Landing

 

one spoon

for Mommy one spoon

for Daddy a spoonful

for Granny one spoon for my sis

here comes the airplane

and when it landed I had

no one left

 

Translated by Hana Nestieva

 

Length

 

Our family tree has

not grown many branches.

Flocks of single

women

sat on them

like on narrow

single beds.

 

Aunt Anna and Aunt Leah

picked apples

to stuff strudel.

The dough that swelled

and swelled in the nights

they rolled down the length

and width of their loneliness.

Crumbs of the days were scattered

among the birds.

 

Translated by Irit Sela

 

Such Big Eyes

 

Knock-knock knock-knock

like through a peephole

I gazed

at my mother's letter, saying

grandmother had died.

 

Who's there?
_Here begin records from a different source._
PR #345, opened 2017-06-02
Add datetimeFormat override for displaying value

andjosh:
I've found a use-case where we want the picker to function the same but
display the selected date separately when closed. This allows a final
override for the value displayed in the text input.

### Checklist
```
```


DateTime.js
```diff
@@ -133,10 +136,12 @@ var Datetime = createClass({
 			formats.time = locale.longDateFormat('LT');
 		}
 
-		formats.datetime = formats.date && formats.time ?
-			formats.date + ' ' + formats.time :
-			formats.date || formats.time
-		;
+                if ( !formats.datetime  || formats.datetime === true ) {
```
simeg: I find this to be weird, we are checking for either `falsey` (which it is by default) or `true`. When would this entire expression not be `true`?

DateTime.js
```diff
@@ -133,10 +136,12 @@ var Datetime = createClass({
...
+                        formats.datetime = formats.date && formats.time ?
```
simeg: Could this be a separate function? It looks very confusing. Or maybe pull out time and date into variables?

DateTime.js
```diff
@@ -41,6 +42,7 @@ var Datetime = createClass({
 			onFocus: nof,
 			onBlur: nof,
 			onChange: nof,
+                        datetimeFormat: false,
```
simeg: I'm not sure I like this naming, to me the format we are talking about is for the _value_ in the input field. Datetime is such a broad word. Maybe `valueFormat`, what do you think?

Who's there?

 

I lived in a place

with no forests,

no hunters,

I never knew death

before.

 

The envelopes that came

afterwards

I opened like the wolf's belly:

expecting

a happy ending.

 

Translated by Irit Sela

 

Stuttering

 

Slowly

like a film

promo

the days trudged by.

 

Popsicles didn't melt

in winter.

“How old are you, little girl?”

Age froze too,

glued to the lips,

itself mumbling

ahead of me.

 

With a tongue stuck out

to a future as far as the way

from school

I captured snowflakes.

 

I stuttered .

Half-words peeped out

like gloves from a coat pocket.

So with exposed palms

I held onto happiness

unable to explain

why it was good.

 

Translated by Irit Sela

 

I didn’t believe

 

the medical clown

who pointed to my hair

sticking up,

“You’re funnier than I am,”

he smiled.

 

The next morning

a smiley sticker

still winked from the sheet

which covered my father’s face

like the time he played

hide and seek with me.

 

Red nose,

miss-matched socks –

I entered the big

shoes of death.

 

Translated by Linda Zisquit

 

 

 

Key

 

I straighten out my mother

attach her to the backrest

fold her hands

place them on the table.

Lift her head

turn it to me

tie the bib.

 

The spoon knocks on her teeth

like a key

I once turned inside a toy

and didn’t understand

how it suddenly moved

why it suddenly stopped.

 

Translated by Linda Zisquit

 

Inheritance

 

I didn’t know how to cook.

My older sister left me

the birthright just like that,

she went.

 

Her children came to live with us,

the pot widened.

Its handles became farther from each other

and my sister from me.

The potatoes in it grew heavy.

 

The faucet bent its head

over the kitchen sink

like a horse hitched to the house-cart.

 

Once with a press on the button

of the electric teapot

I moved the world,

now I drag the reins.

 

Careful not to get close to its end

lest it turn over again.

 

Translated by Linda Zisquit

 

 

* * *

 

A bed stands on its hind legs

puts its hooves into slippers

takes morning from the freezer

and defrosts under the pillow.

A dream still riding on its back

pulls the reins:

Come back.

 

Translated by Linda Zisquit

 

 

* * *

 

The first blender we received for the wedding

The second blender when we cleared out grandmother’s house

The third blender when my sister was killed

The fourth blender when my mother was hospitalized

The fifth blender when your mother died

 

Let’s make a milkshake

that will compete with The Milky Way.